**REQUIRED ACTION:**
Within the records below, how many lines contain "fromDate"? The answer is that number alone.

Saved entries
-- -- --

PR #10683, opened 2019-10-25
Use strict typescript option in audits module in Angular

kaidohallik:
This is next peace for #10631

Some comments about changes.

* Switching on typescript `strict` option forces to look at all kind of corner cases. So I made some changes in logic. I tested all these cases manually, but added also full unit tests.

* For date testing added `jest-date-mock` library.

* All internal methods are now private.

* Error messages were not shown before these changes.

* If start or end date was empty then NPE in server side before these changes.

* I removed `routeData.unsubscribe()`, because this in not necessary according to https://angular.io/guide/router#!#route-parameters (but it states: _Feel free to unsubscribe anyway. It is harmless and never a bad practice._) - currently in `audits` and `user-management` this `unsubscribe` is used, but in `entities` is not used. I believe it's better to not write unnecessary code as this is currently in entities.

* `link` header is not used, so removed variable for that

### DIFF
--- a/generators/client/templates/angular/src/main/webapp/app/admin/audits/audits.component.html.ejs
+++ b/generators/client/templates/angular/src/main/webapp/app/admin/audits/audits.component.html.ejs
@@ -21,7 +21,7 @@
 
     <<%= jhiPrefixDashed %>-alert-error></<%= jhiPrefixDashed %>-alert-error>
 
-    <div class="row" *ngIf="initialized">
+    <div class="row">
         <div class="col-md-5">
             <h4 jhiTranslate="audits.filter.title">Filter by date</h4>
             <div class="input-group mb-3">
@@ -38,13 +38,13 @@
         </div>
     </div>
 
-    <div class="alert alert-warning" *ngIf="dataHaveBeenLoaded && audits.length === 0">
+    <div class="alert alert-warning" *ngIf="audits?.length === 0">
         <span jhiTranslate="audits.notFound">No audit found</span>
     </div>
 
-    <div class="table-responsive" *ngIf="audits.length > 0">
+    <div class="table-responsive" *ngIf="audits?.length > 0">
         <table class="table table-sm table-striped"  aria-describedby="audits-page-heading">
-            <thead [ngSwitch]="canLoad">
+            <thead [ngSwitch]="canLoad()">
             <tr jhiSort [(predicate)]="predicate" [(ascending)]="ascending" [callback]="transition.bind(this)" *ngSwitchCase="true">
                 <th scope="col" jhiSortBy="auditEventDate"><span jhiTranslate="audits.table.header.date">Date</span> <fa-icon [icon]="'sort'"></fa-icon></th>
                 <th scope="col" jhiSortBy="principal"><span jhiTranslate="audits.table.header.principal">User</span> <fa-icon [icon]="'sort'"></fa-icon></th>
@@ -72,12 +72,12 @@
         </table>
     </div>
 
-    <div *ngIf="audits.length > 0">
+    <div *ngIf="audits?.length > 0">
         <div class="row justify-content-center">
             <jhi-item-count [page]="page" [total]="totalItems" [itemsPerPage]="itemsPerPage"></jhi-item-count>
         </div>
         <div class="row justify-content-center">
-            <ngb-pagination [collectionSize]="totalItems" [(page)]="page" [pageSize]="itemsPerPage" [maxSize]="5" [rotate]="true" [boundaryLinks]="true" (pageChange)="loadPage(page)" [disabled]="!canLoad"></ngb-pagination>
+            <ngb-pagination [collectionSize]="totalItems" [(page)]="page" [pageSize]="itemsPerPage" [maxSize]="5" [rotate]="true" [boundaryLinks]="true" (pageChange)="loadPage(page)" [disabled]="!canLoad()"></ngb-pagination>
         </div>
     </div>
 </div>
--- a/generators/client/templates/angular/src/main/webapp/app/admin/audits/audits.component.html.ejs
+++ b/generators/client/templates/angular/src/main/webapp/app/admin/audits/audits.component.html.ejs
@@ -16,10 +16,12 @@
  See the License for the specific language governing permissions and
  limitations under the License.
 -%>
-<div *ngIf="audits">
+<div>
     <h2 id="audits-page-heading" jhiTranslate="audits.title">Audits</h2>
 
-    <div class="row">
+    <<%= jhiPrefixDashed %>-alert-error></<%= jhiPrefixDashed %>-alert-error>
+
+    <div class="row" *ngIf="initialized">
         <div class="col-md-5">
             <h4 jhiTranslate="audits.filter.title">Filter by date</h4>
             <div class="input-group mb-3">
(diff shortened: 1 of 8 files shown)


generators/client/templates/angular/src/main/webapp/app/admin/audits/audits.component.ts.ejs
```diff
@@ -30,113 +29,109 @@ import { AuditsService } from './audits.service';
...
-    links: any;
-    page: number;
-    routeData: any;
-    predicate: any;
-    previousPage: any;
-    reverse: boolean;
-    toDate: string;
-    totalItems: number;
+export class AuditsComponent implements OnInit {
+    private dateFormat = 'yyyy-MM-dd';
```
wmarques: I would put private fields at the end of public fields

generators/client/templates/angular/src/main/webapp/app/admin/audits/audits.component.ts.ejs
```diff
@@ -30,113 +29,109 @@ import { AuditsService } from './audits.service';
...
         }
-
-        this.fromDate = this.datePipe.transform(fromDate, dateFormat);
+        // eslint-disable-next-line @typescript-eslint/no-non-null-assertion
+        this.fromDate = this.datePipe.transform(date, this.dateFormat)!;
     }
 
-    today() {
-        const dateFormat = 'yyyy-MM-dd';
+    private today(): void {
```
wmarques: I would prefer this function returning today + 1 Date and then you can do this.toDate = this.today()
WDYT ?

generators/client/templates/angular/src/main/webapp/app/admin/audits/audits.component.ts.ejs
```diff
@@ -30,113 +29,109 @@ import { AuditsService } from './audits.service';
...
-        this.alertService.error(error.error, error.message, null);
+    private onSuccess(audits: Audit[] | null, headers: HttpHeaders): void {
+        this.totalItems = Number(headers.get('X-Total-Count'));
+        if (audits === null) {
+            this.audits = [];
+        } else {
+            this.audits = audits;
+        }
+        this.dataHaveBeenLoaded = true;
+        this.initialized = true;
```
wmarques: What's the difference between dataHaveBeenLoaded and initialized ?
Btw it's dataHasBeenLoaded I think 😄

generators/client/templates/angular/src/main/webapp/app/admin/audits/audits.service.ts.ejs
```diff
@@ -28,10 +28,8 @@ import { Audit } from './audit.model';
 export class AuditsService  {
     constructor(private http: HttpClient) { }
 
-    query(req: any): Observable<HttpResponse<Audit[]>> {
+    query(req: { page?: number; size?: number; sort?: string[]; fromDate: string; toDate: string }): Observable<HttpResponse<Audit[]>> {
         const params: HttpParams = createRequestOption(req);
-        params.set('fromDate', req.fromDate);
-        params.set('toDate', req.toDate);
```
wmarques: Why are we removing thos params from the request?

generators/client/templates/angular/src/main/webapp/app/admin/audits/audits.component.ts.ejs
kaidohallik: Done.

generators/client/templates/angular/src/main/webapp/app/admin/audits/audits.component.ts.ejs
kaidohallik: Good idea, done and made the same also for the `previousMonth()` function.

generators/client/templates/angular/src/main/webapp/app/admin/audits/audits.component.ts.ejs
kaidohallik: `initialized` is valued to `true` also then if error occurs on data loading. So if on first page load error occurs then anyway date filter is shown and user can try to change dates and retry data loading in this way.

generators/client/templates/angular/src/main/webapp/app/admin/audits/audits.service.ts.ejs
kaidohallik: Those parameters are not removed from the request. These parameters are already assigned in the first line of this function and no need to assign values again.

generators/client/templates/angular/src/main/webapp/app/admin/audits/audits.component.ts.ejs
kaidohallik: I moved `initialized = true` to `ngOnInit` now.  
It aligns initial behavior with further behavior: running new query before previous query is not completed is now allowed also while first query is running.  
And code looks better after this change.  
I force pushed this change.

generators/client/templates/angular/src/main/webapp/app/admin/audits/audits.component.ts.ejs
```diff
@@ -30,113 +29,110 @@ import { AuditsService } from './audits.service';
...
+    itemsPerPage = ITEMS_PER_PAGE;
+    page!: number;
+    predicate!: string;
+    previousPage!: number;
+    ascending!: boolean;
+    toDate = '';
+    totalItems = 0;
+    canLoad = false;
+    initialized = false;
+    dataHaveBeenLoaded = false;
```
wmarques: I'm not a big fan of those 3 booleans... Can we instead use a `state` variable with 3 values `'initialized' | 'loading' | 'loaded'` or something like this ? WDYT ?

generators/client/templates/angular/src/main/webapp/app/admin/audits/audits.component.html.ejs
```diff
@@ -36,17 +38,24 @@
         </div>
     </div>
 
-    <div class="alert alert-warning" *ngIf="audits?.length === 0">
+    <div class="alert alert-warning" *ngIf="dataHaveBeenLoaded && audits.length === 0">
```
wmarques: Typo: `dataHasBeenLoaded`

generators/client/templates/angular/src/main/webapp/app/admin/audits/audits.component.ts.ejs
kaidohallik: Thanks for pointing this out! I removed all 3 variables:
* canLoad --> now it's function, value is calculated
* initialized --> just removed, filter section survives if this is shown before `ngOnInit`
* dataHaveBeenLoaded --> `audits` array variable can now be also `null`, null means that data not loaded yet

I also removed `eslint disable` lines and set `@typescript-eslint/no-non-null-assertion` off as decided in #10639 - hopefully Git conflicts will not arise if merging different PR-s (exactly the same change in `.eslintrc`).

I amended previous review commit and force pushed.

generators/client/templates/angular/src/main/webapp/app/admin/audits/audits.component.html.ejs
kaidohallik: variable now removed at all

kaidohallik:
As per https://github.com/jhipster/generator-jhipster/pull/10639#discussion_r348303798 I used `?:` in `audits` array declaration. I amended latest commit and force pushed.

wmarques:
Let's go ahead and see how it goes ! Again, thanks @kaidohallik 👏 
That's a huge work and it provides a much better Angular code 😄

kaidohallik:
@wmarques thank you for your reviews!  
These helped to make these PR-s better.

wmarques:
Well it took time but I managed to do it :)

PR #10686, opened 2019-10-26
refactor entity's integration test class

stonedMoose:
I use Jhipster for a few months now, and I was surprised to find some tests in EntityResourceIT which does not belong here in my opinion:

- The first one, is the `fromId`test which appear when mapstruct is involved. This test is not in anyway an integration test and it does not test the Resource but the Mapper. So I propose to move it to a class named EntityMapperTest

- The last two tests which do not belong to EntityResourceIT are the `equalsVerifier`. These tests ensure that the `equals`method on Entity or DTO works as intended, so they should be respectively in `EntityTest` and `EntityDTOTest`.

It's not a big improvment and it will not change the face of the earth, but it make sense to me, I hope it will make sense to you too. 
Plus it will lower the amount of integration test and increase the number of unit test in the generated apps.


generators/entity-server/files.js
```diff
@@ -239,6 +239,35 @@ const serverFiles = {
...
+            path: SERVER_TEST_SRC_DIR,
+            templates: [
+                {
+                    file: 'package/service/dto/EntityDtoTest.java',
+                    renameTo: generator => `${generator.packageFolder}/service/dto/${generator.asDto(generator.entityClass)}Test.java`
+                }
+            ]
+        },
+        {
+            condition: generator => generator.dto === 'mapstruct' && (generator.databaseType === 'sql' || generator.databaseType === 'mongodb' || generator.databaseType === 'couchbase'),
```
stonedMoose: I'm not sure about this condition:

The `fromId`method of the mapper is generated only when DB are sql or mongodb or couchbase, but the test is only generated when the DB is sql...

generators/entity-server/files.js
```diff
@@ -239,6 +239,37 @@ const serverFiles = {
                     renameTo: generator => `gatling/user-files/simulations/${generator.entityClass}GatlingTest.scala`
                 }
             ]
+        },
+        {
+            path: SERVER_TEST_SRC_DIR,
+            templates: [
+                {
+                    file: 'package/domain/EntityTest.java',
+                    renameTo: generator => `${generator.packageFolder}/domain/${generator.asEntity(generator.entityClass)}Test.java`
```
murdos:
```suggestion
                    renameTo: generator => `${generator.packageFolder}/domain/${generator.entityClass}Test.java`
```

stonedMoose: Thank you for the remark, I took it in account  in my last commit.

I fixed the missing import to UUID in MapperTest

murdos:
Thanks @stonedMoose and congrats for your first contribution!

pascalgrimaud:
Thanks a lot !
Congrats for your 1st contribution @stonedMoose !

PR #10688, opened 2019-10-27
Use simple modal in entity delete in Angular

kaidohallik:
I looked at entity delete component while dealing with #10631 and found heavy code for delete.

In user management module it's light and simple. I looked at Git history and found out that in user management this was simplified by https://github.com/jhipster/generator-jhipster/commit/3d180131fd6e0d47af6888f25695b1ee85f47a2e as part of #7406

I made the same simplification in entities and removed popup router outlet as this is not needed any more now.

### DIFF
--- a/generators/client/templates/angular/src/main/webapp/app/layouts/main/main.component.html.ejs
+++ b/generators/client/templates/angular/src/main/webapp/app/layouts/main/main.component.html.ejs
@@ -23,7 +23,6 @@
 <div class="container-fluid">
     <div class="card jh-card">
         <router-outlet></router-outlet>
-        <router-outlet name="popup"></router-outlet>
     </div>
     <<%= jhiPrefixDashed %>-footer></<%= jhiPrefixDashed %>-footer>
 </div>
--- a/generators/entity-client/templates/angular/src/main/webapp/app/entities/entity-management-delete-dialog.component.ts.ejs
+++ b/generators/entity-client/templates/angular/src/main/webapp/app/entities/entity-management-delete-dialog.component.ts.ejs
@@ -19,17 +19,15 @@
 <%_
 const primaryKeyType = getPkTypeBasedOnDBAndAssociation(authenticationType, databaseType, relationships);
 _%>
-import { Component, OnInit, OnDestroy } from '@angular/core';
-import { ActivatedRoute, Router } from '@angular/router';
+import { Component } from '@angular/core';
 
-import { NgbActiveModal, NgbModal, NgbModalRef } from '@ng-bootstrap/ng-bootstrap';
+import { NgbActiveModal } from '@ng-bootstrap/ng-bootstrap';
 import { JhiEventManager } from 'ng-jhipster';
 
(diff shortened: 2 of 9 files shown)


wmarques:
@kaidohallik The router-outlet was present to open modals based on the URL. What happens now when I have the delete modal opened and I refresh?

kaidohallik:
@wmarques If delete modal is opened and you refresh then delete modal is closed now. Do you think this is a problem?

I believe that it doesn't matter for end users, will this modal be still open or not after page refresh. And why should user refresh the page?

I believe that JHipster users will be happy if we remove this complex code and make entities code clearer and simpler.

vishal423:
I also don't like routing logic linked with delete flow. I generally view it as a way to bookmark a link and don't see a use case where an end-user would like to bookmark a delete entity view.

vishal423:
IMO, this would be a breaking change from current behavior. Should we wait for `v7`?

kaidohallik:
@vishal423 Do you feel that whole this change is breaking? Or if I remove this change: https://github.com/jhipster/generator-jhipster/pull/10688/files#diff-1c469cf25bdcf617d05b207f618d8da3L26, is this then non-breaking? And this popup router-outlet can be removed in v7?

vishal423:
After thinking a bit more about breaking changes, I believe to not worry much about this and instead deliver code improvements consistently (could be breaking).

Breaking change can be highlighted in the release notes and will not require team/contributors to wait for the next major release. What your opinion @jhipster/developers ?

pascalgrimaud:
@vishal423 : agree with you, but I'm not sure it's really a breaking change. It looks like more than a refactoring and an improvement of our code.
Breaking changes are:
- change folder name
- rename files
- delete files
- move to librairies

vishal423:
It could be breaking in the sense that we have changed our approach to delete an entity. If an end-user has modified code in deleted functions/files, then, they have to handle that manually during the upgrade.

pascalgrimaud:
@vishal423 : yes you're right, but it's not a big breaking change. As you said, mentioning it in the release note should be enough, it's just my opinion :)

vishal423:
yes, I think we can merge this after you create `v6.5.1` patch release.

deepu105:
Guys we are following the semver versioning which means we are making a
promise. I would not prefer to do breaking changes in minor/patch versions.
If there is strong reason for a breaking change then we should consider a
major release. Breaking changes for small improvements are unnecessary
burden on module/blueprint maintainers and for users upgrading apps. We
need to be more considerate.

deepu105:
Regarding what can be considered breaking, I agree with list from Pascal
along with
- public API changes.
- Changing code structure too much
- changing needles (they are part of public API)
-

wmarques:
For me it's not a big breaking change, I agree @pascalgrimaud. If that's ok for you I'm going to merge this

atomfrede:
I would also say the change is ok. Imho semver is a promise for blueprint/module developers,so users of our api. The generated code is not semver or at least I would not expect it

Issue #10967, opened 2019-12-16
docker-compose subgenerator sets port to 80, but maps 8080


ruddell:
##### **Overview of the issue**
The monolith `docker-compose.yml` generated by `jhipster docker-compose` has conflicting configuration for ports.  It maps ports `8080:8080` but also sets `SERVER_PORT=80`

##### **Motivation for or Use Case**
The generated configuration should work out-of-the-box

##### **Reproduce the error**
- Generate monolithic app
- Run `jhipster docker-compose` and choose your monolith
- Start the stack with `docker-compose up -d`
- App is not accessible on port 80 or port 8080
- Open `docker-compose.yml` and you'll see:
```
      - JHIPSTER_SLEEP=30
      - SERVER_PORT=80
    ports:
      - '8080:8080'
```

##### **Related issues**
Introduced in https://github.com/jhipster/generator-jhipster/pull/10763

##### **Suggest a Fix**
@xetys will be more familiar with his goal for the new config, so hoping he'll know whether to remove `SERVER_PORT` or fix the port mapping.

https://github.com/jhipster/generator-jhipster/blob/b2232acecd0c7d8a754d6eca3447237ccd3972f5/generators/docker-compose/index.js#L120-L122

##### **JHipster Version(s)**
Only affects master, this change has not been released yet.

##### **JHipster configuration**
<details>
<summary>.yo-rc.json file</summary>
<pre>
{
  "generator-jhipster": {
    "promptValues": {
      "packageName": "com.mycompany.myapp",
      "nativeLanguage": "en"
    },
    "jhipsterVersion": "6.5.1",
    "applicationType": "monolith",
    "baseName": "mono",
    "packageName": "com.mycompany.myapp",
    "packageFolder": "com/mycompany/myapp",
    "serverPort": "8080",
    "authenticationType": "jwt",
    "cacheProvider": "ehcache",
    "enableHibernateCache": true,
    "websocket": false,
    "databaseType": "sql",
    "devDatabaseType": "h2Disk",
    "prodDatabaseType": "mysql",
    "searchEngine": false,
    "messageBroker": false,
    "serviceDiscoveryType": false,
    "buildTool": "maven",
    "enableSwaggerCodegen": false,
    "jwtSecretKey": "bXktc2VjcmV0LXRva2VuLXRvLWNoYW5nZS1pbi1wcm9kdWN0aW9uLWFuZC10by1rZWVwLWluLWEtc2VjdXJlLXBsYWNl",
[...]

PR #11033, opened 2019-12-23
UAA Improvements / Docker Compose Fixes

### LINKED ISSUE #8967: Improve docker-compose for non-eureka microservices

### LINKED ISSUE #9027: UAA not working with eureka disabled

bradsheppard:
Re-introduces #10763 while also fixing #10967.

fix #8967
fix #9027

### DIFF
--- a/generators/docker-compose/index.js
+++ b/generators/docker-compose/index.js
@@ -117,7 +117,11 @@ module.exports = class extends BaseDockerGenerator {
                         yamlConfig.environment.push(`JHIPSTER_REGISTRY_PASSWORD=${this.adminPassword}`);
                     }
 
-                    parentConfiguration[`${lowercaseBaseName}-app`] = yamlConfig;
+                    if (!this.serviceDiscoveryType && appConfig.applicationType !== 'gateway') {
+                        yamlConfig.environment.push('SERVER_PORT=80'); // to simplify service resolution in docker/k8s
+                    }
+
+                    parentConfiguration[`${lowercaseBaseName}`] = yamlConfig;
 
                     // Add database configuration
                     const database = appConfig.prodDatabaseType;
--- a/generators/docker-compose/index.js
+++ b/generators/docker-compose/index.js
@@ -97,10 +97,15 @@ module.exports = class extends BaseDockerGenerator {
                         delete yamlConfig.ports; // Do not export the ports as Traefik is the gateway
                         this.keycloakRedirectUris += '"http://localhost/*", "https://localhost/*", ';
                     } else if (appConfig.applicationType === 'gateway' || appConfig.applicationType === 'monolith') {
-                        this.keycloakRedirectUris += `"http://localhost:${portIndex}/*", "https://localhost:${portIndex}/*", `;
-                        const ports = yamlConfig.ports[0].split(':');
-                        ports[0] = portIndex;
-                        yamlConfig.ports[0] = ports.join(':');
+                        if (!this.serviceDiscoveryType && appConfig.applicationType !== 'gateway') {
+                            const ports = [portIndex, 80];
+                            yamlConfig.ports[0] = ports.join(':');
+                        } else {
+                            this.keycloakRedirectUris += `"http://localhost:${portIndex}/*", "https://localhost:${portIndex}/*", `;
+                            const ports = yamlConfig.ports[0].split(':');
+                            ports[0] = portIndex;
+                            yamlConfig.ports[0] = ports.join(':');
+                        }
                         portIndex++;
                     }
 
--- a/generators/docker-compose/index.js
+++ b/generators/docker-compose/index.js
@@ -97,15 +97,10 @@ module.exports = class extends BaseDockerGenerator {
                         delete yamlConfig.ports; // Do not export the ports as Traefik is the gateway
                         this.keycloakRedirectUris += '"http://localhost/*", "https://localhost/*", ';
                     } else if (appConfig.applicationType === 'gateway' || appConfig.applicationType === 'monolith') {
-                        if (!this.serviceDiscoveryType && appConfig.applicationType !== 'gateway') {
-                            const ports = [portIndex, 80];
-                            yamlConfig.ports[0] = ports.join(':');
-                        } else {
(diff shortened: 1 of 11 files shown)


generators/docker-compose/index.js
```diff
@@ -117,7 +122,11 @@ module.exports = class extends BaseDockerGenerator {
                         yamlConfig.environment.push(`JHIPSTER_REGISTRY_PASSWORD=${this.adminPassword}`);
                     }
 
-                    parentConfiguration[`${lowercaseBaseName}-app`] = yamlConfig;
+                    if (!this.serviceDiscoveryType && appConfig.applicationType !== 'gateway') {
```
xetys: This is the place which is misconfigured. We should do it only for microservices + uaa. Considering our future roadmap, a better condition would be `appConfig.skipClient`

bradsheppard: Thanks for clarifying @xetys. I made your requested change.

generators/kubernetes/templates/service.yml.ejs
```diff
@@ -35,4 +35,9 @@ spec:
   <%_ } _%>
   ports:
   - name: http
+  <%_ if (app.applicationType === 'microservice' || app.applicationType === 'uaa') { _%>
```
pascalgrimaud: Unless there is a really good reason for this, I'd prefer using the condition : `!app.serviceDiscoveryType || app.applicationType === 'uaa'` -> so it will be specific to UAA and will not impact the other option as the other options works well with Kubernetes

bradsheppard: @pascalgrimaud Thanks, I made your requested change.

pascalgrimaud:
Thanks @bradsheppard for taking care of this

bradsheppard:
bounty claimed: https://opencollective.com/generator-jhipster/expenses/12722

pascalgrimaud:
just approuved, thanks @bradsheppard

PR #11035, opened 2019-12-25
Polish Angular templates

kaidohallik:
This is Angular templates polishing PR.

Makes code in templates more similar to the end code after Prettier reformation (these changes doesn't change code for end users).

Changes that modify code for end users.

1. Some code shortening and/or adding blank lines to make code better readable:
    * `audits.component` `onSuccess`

-- -- --

**ANSWER BELOW:**
4